On January 10, 2017, McVay had his second interview.
Kroenke and Snead, along with former Rams Hall of Fame running back Marshall Faulk then took him to dinner at Spago, the most iconic restaurant in Los Angeles, to seal the deal. Silent Stan listened as McVay talked football with Faulk, and watched as he interacted effortlessly with the men who were judging his every move, and with the eatery’s celebrity clientele including chef Wolfgang Puck, singer Fergie and her husband, Transformers actor Josh Duhamel.
Then, after he’d left, Kroenke turned to Snead and said, “I hope we have the courage of our convictions to do what’s right.”
Three days later, McVay was officially introduced as the new head coach of the Los Angeles Rams. Almost a year to the day, his team were NFC West division champions, with their best record in fourteen seasons, and awaiting a home playoff game against the Atlanta Falcons.
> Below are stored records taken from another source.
Issue #843, opened 2017-04-26
After update from version 0.40.0 calendar not update selected date


AntonovAv:
Calendar display old selected date  if i put new `selected` prop to calendar.
```
<DatePicker
        ref={this.onDatePickerRef}
        openToDate={this.state.openDate}
        onMonthChange={this.onMonthChange}
        customInput={<SelectedDate/>}
        popoverTargetOffset='0 0'
        dateFormat={isSelectedCurrentYear ? DATE_FORMAT_FOR_CURRENT_YEAR : DATE_FORMAT}
        dateFormatCalendar='MMMM'
        {...this.props}
        selected={this.state.selectedDate}
        onChange={this.onSelectedDateChange}
        filter={this.datesFilter}
        forceShowMonthNavigation={true}
      >
        <YearsSelector onChange={this.onYearChange} year={this.state.openDate.year()}/>
      </DatePicker>
```
prev selected date 01 april
![image](https://cloud.githubusercontent.com/assets/11208532/25433020/917e8dce-2a8f-11e7-8c0a-9d7f8e7cfb21.png)

prev selected date 30 april
![image](https://cloud.githubusercontent.com/assets/11208532/25433040/acbc6728-2a8f-11e7-94d5-43b91fe40e15.png)

How you seen. On filter prop calendar reacts and disable days

JorgenEvens:
We are seeing something similar in our application.

malyfko:
@JorgenEvens Thanx, you saved me life! 😃

alex-shamshurin:
`OpenToDate` property always take precedence over `selected` value. Does not specify `openToDate` 

> The calendar switches back to the old date

it's normal behaviour, calendar will scroll on `openToDate`

malyfko:
@alex-shamshurin I'm using 'inline' option, `OpenToDate` shouldn't even be considered

alex-shamshurin:
if so, do not use it, otherwise it will be scrolled to `openToDate` value.

JorgenEvens:
@alex-shamshurin So what you are suggesting is that the behaviour on the [inline example](https://hacker0x01.github.io/react-datepicker/#example-25) is intended behaviour?

To be clear I was literally using the component as specified earlier (`<DatePicker inline={true} selected={selectedDate} />`), not setting `openToDate` to any value at all when I ran into this issue.

[...]

Issue #743, opened 2017-02-21
inline mode does not redisplay properly


MaloneyT:
In the latest release (0.41.1) in inline mode (\<DatePicker inline />) the calendar does not refresh properly after multiple date selections.

Steps to reproduce bug:
1.  open datePicker and click on a day:  the day is shown as selected
2.  move to another month (forwards or backwards) and click on a day:  the day clicked is NOT highlighted as expected

version 0.40.0 works properly

martijnrusschen:
Hmm, it seems 0.41 introduced some regressions that weren't in 0.40. Hopefully someone is able to find the root cause, so this can be fixed.

Amauris:
I created a pull request, although I'm honestly I'm not entirely sure if it's a proper fix: https://github.com/Hacker0x01/react-datepicker/pull/825

raurfang:
So, to add a bit more detail:
It looks like this bug was introduced in #673.

This:
https://github.com/Hacker0x01/react-datepicker/pull/673/files#diff-f662ae56197d5c888897a02b982f0ad3R119
causes problems when called from here:
https://github.com/github1/react-datepicker/blob/2444feea4f5d940f0de96a52fb329554c27399e3/src/datepicker.jsx#L164

The problem is caused by the `setSelected()` state changes not being applied before the `setOpen()` call is made. `setOpen()` uses `this.state` which still has the old `preSelection` value, because React's `setState()` (called in `setSelected()`) is async.

Another way to fix this is by calling `setOpen` inside a `setState` callback:
```
this.setState({}, () => this.setOpen(false))
```
This makes sure that the `setOpen()` call is made after all the previous `setState` calls finish updating the state.

martijnrusschen:
Should be fixed now

PR #941, opened 2017-07-11
Fix inline datepicker month switch bug

### LINKED ISSUE #877: Previous Month on Date Select
On inline calendar, if I follow the following steps: 
1. Advance to the next month (July) and select a date (Jul 15)
2. Advance to next month (August) and select a new date (Aug 15)

I expect to have Aug 15 highlighted, but the calendar navigates to the previous month (July). Aug 15 is selected in data and is highlight if I navigate back to August. The datepicker erroneously navigates to the previous month. Appears to be a propagation or click handling issue, but I haven't narrowed down where it is happening.

### LINKED ISSUE #927: Datepicker don't switch to new range in inline mode
Hi! I faced with a problem that I use DatePicker across the site and in one place I need it just for showing a quarter of year like the calendar.
Steps to reproduce:
1. Add inline datepicker
2. Change selected date (or min max dates like in my example)
3. Expect to switch calendar to the new range but it works just after click somewhere on the page.

I try to find own solution and I think it relates to #743 
But it strange that after click somewhere it works fine. Could I somehow forceUpdate datepicker to implicitly call `setOpen()` or whatever what makes it work :)

Here is the link to screencast of issue -> http://take.ms/oSAc8

I show the debugger statement that doesn't fire after the last click.

Thank you.

Odrin:
Fix #927 #877 #843 #743 etc.

### DIFF
--- a/src/datepicker.jsx
+++ b/src/datepicker.jsx
@@ -207,8 +207,8 @@ export default class DatePicker extends React.Component {
         return this.preventFocusTimeout
       }
     )
-    this.setSelected(date, event)
     this.setOpen(false)
+    this.setSelected(date, event)
   }
 
   setSelected = (date, event, keepInput) => {
--- a/src/datepicker.jsx
+++ b/src/datepicker.jsx
@@ -207,8 +207,11 @@ export default class DatePicker extends React.Component {
         return this.preventFocusTimeout
       }
     )
-    this.setOpen(false)
+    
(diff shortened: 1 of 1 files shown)


rafeememon:
A unit test for this guy would be great =)

Odrin:
Just noticed, that it's duplicate of #825, so you may close this and merge #825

Although they’d eventually lose that game, McVay would win the Pro Football Writers Coach of the Year Award after presiding over a truly remarkable turnaround. He is the ultimate ‘hipster’ coach – if the NFL does hipster – and the Rams will enter the 2018/19 season as favourites to win their second Super Bowl, in large part because of his talents.
So why is this relevant to Arsenal?
Well because although the Gunners have had more success than the Rams in terms of trophies – three FA Cups since the Rams last had a winning season prior to McVay – they’ve also vastly underachieved. Both teams have moved to new stadiums – the Rams are currently renting the Rose Bowl in Pasadena whilst their new complex is built in Englewood – and have seen dwindling support from their respective fan bases.
Perhaps the greatest similarity of all could come in the next choice of manager: whilst many believe Kroenke will opt for experience in one of two 58-year-olds in Carlo Ancelotti, or Joachim Low, or 47-year-old Luis Enrique, there are many who think that after Kroenke’s success with McVay, he’ll look to replicate that with Arsenal and target Hoffenheim’s 30-year-old wunderkind Julian Nagelsmann, Schalke’s 32-year-old Domenico Tedesco, or notably, 36-year-old former club captain Mikel Arteta, who has never coached at any level of football.
A highly innovative football mind, Arteta is known as meticulous, well-prepared and confident, and those who work around him at Manchester City, where he’s assistant coach to Pep Guardiola, describe him as ‘accountable, communicative and energetic’.
Ring any bells?
So whilst it may well end up being Enrique, who worked so closely with Arsenal’s new Head of Football Relations, Raul Sanllehi at Barcelona, don’t rule out Silent Stan looking for a quiet man who roars.